Input material:
········
PR #2021, opened 2023-02-24
Configure HTTP Headers

jonaharagon:
```
X-Frame-Options = "DENY"
X-XSS-Protection = "0"
X-Content-Type-Options = "nosniff"
Strict-Transport-Security = "max-age=63072000; includeSubDomains; preload"
Content-Security-Policy = "default-src 'none'; script-src https://www.privacyguides.org https://api.privacyguides.net 'self' 'unsafe-inline'; style-src 'self' 'unsafe-inline'; font-src 'self'; img-src data: 'self'; connect-src https://api.github.com https://api.privacyguides.net 'self'"
```

### DIFF
--- a/mkdocs.production.yml
+++ b/mkdocs.production.yml
@@ -2,10 +2,8 @@ INHERIT: mkdocs.yml
 plugins:
   meta: {}
   privacy:
-    external_assets_exclude:
-      - cdn.jsdelivr.net/npm/mathjax@3/*
-      - api.privacyguides.net/*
········
Goal of the exercise: Write out again, unchanged, every line from the line containing "--- a/mkdocs.production.yml" to the final line of the material above.

Problem solution:
--- a/mkdocs.production.yml
+++ b/mkdocs.production.yml
@@ -2,10 +2,8 @@ INHERIT: mkdocs.yml
 plugins:
   meta: {}
   privacy:
-    external_assets_exclude:
-      - cdn.jsdelivr.net/npm/mathjax@3/*
-      - api.privacyguides.net/*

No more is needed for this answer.